Élisabeth Mazeron, 17 mars 2010
tare

Je vois sur ma table la photographie de l’être que j’étais à ce lever de ma vie d’homme, et, sous la toison de boucles brunes, jadis orgueil de ma mère, mais déjà bien assagies, je distingue un profil assez fin. Un front égal, un œil pâle, bien placé, mais sans éclat sous des paupières maladives, un nez court et busqué, une lèvre supérieure proéminente, où pointent les prémices d’une moustache retardataire, une bouche aux lèvres épaisses, volontiers entrouvertes sur des dents assez belles, mais écartées, et, subitement, la fuite d’un tout petit menton raté, d’un mauvais petit menton de hasard, qui entache l’ensemble et le tare de sa défaillance.

Félix Vallotton, La vie meurtrière, Phébus, p. 41.
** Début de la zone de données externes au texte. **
PR #8270, opened 2025-01-29
Remove aws-lc-* packages

mmastrac:
These were causing issues on certain Ubuntu runners. As a bonus, it also removes a number of build support crates.


msullivan (approved):
Thank you!

PR #8275, opened 2025-01-29
config: Add support for remapping Postgres configs into Gel enums

elprans:
We have a long-standing rule that configuration parameters should avoid
using a boolean type and use enums instead (though we've not generally
been super diligent about this always).  Postgres, on the other hand,
has lots of boolean settings.  To solve this, teach the config framework
how to remap backend config values onto arbitrary frontend enums.  In
general the below is all that is required:

    class EnabledDisabledEnum(enum.StrEnum):
        Enabled = "Enabled"
        Disabled = "Disabled"

    class EnabledDisabledType(
        EnumScalarType[EnabledDisabledEnum],
        edgeql_type="cfg::TestEnabledDisabledEnum",
    ):
        @classmethod
        def get_translation_map(cls) -> Mapping[EnabledDisabledEnum, str]:
            return {
                EnabledDisabledEnum.Enabled: "true",
                EnabledDisabledEnum.Disabled: "false",
            }

### DIFF
--- a/edb/ir/statypes.py
+++ b/edb/ir/statypes.py
@@ -580,6 +580,9 @@ class EnumScalarType(
     """Configuration value represented by a custom string enum type that
     supports arbitrary value mapping to backend (Postgres) configuration
     values, e.g mapping "Enabled"/"Disabled" enum to a bool value, etc.
+
+    We use SingleParametricType to obtain runtime access to the Generic
+    type arg to avoid having to copy-paste the constructors.
     """
 
     _val: E
--- a/edb/ir/statypes.py
+++ b/edb/ir/statypes.py
@@ -18,17 +18,34 @@
 
 
 from __future__ import annotations
-from typing import Any, Optional
+from typing import (
+    Any,
+    Callable,
+    ClassVar,
+    Generic,
+    Mapping,
+    Optional,
+    Self,
+    TypeVar,
+)
 
 import dataclasses
+import datetime
+import decimal
+import enum
 import functools
 import re
 import struct
-import datetime
+import uuid
 
 import immutables
 
 from edb import errors
+from edb.common import parametric
+from edb.common import uuidgen
+
+from edb.schema import name as s_name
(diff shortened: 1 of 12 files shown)


edb/pgsql/metaschema.py
```diff
@@ -3444,6 +3444,53 @@ def __init__(self) -> None:
         )
 
 
+class PostgresJsonConfigValueToGelConfigValueFunction(
+    trampoline.VersionedFunction,
+):
+    """Convert a Postgres config value to Gel config value.
```
msullivan, line 3450: I think my inclination is to keep calling it "edgedb" as a "codename" in internal code like this, but I don't feel strongly.

Just makes it a little easier to be consistent in function names and stuff, though obviously it is kind of fucked no matter what.

msullivan (approved):
An epic yak shave.

Probably will be a bit of a pain in my ass to backport this but I think I have it coming after sending you down this rabbit hole.

edb/ir/statypes.py
```diff
@@ -503,8 +544,192 @@ def __repr__(self) -> str:
...
+        cls,
+        typeargs: Optional[tuple[type, ...] | type],
+        val: E,
+    ) -> Self:
+        if typeargs is None or cls.is_anon_parametrized():
+            obj = cls(val)
+        else:
+            obj = cls[typeargs](val)  # type: ignore[index]
+
+        return obj
```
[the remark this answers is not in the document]
elprans: `Parametric` basically gives us runtime access to the generic type arg and lets us avoid copy-pasting the constructors.  Given a bunch of enums are added #8276 (and possibly more settings later) I figured it's worth complicating the base type to make implementations essentially glorified mappings.

edb/pgsql/metaschema.py
elprans: We also have the `backend` (postgres) and `frontend` (edgedb-server) used around (which I think I prefer)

David Farreny, 13 juil. 2010
convenances

Dans le secret de son cabinet, Caraco laissait libre cours à ses aigreurs d’atrabilaire, mais, tel Philinte dans Molière, pour la vie en société, il se prescrivait une sagesse semblable à un stoïcisme de cour, tenant les bonnes manières pour les vertus les plus droites. Le misanthrope conséquent se montre avisé en observant – tant qu’elles durent – les convenances, ces principes civils de non-agression et de comédie amicale que les humains eurent la prudence d’établir afin de limiter leur détestation réciproque. Ayant tout à redouter de leur « fraternité », il mise, en un mot, sur la politesse, utile mascarade permettant d’exprimer son mépris sous des dehors aimables et, par là, de préserver son quant-à-soi. Barbey d’Aurevilly conseillait de même. « La politesse, disait-il, est le meilleur bâton de longueur entre soi et un sot et qui nous épargne même la peine de frapper. » À cette judicieuse politique, Caraco prêtait aussi une valeur esthétique.

Frédéric Schiffter, « Haïr la vie à en mourir (Sur Albert Caraco) », Le charme des penseurs tristes, Flammarion.